Spice master was a bit modified for making the comparison more fair:
I increased the audio jitter buffer to 200ms (instead of 100),
and also included the patch "red_worker: stream agent - fix
miscounting of frames".
The network setup was emulated using tc.
You can find the tests details and the results in a following email.

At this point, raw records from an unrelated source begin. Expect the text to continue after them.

PR #4105, opened 2022-07-20
Add support for selecting all overdue appointment search results

Honey14:
https://app.shortcut.com/simpledotorg/story/8677/add-support-for-selecting-all-overdue-appointment-search-results

### DIFF
--- a/app/src/main/res/layout/list_item_search_overdue_select_all_button.xml
+++ b/app/src/main/res/layout/list_item_search_overdue_select_all_button.xml
@@ -1,0 +1,16 @@
+<?xml version="1.0" encoding="utf-8"?>
+<com.google.android.material.button.MaterialButton xmlns:android="http://schemas.android.com/apk/res/android"
+  xmlns:app="http://schemas.android.com/apk/res-auto"
+  android:id="@+id/search_overdue_select_all_button"
+  style="?attr/borderlessButtonDenseStyle"
+  android:layout_width="wrap_content"
+  android:layout_height="wrap_content"
+  android:layout_marginBottom="@dimen/spacing_8"
+  android:paddingHorizontal="@dimen/spacing_18"
+  android:paddingVertical="@dimen/spacing_18"
+  android:paddingTop="@dimen/spacing_16"
+  android:paddingBottom="@dimen/spacing_16"
+  android:text="@string/selected_overdue_select_all_appointments"
+  android:textAppearance="?attr/textAppearanceButton"
+  app:layout_constraintStart_toStartOf="parent"
+  app:layout_constraintTop_toBottomOf="@+id/overdue_search_app_bar" />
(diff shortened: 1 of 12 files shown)


app/src/test/java/org/simple/clinic/home/overdue/OverdueUpdateTest.kt
```diff
@@ -363,4 +363,18 @@ class OverdueUpdateTest {
             hasEffects(ToggleOverdueAppointmentSelection(appointmentId))
         ))
   }
+
+  @Test
+  fun `when select all button is clicked, then add all appointments Ids`() {
```
janhavisinghh, line 368: Maybe we can rename this test to - `then select all appointment ids`? As in this test name its not very clear on where are we adding these IDs to

app/src/test/java/org/simple/clinic/home/overdue/search/OverdueSearchEffectHandlerTest.kt
```diff
@@ -302,4 +302,18 @@ class OverdueSearchEffectHandlerTest {
     verifyNoMoreInteractions(uiActions)
     effectHandlerTestCase.assertNoOutgoingEvents()
   }
+
+  @Test
+  fun `when add all appointment ids effect is received, then all overdue appointments loaded`() {
```
janhavisinghh, line 307: Can we rename the test to `When select all appointment ids effect is received`?

app/src/test/java/org/simple/clinic/home/overdue/search/OverdueSearchEffectHandlerTest.kt
```diff
@@ -302,4 +302,18 @@ class OverdueSearchEffectHandlerTest {
...
+    // given
+    val allAppointmentIds = setOf(
+        UUID.fromString("9737ad9e-70f6-454e-9226-6eaa01c62645"))
+
+    // when
+    effectHandlerTestCase.dispatch(SelectAllAppointmentsIds(allAppointmentIds))
+
+    // then
+    verifyNoMoreInteractions(uiActions)
+    effectHandlerTestCase.assertNoOutgoingEvents()
```
janhavisinghh, line 317: Seems like we are not testing anything in `//then` here. Maybe we should verify if  `addSelectedIDs` method is called or not in the selector? Also, when we add the then condition we should update the test name as well for the then condition.. we are not loading overdue appointments here, right?

app/src/main/res/layout/list_item_search_overdue_select_all_button.xml
```diff
@@ -0,0 +1,15 @@
+<?xml version="1.0" encoding="utf-8"?>
+<com.google.android.material.button.MaterialButton xmlns:android="http://schemas.android.com/apk/res/android"
+  xmlns:app="http://schemas.android.com/apk/res-auto"
+  android:id="@+id/search_overdue_select_all_button"
+  style="?attr/borderlessButtonDenseStyle"
+  android:layout_width="wrap_content"
+  android:layout_height="wrap_content"
+  android:layout_marginStart="@dimen/spacing_8"
+  android:layout_marginTop="@dimen/spacing_16"
```
janhavisinghh, line 9: The button looks like it's mis aligned. Will send screenshots in DM. The top and bottom margins are higher than in the layout and the button's body is not aligned with the card below. Can you ptal at that?

janhavisinghh (changes requested):

janhavisinghh (approved):

PR #4178, opened 2022-08-17
Migrate `BloodSugarUnitSelectionDialog` to use `BaseDialog`

janhavisinghh:
https://app.shortcut.com/simpledotorg/story/8903/migrate-bloodsugarunitselectiondialog-to-basedialog

### DIFF
--- a/app/src/main/java/org/simple/clinic/bloodsugar/unitselection/BloodSugarUnitSelectionDialog.kt
+++ b/app/src/main/java/org/simple/clinic/bloodsugar/unitselection/BloodSugarUnitSelectionDialog.kt
@@ -7,14 +7,16 @@ import android.content.DialogInterface
 import android.os.Bundle
 import android.view.LayoutInflater
 import android.view.View
+import android.view.ViewGroup
 import android.widget.Button
 import androidx.appcompat.app.AlertDialog
-import androidx.appcompat.app.AppCompatDialogFragment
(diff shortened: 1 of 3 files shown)


app/src/main/java/org/simple/clinic/bloodsugar/unitselection/BloodSugarUnitSelectionDialog.kt
```diff
@@ -183,4 +185,16 @@ class BloodSugarUnitSelectionDialog : AppCompatDialogFragment(), BloodSugarUnitS
...
+
+  @Parcelize
+  data class Key(
+      private val bloodSugarUnitPreference: BloodSugarUnitPreference,
+      override val type: ScreenType = ScreenType.Modal,
+      override val analyticsName: String = "Blood Sugar Unit Selection Dialog"
+  ) : ScreenKey() {
+
+    override fun instantiateFragment() = BloodSugarUnitSelectionDialog().apply {
+      isCancelable = false
```
msasikanth, line 150: We use this to avoid dismissing when the user clicks outside the dialog. But it doesn't seem like existing dialog has that implementation. So, we can remove this?

msasikanth (changes requested):
Looks good overall. Left one comment PTAL. Also, it looks like the PR title is different from story?

msasikanth (approved):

For 5Mpbs and 60ms roundtrip (Test1), in spice-master, more than 70%
of the frames that are sent to the client are being dropped, and the
video
is unwatchable. With new spice, while the average frame rate is about
the same, only about 2% of the frames are being dropped by the
client.
For 2.5Mbps and 60ms (Test2), as expected, things gets worse for
spice-master, and the drops rate reaches 90%. For the new spice, it
is less then 20%, and
the video is watchable.
I also tested a setup of 10Mbps with high latency (170ms, Test3). The
latency affects the initial bit rate estimation in spice (probably
due to the tcp acks overhead).
Thus, the stream is started with a bit-rate estimation of less then
1.25Mbps. The adaptive video heuristic gradually converges to a
higher bit rate (the column "end-bit-rate"), and
the next video stream will be started with the improved bit rate
estimation.
In Test5 I tested a real environment with a network setup similar to
Test3. However, the test are not comparable because in Test5 setup
(different server and guest),
the basic frame rate (i.e., from the guest to the server) is much
smaller (still need to investigate why).
In Test4 (20Mbps; <1 ms roundtrip), I evaluated and unlimited setup,
i.e., a setup which will allow the best frame rate and jpeg-quality
for the stream.
With new spice, the capacity of the channel is exploited efficiently.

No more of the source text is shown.